**Data for this exercise**
- - - - - - -

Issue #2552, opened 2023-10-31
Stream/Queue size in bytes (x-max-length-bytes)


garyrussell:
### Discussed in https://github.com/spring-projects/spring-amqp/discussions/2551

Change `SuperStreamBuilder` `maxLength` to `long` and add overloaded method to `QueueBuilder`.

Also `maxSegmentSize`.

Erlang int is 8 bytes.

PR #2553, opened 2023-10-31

- - - - - - -

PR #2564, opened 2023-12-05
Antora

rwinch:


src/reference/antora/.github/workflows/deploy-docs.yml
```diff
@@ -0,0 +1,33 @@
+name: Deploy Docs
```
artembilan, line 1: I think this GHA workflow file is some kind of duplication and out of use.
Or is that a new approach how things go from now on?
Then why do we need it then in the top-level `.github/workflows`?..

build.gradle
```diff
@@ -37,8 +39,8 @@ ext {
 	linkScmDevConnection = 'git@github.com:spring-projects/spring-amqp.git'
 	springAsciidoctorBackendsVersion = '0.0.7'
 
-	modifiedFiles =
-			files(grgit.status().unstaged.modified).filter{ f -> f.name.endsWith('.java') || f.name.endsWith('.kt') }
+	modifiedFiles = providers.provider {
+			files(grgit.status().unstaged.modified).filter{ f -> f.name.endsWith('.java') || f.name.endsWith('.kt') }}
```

- - - - - - -

**Requirement**
Pick out all lines from the data above in which the word "opened" appears.

**Answer for the task**
Issue #2552, opened 2023-10-31
PR #2553, opened 2023-10-31
PR #2564, opened 2023-12-05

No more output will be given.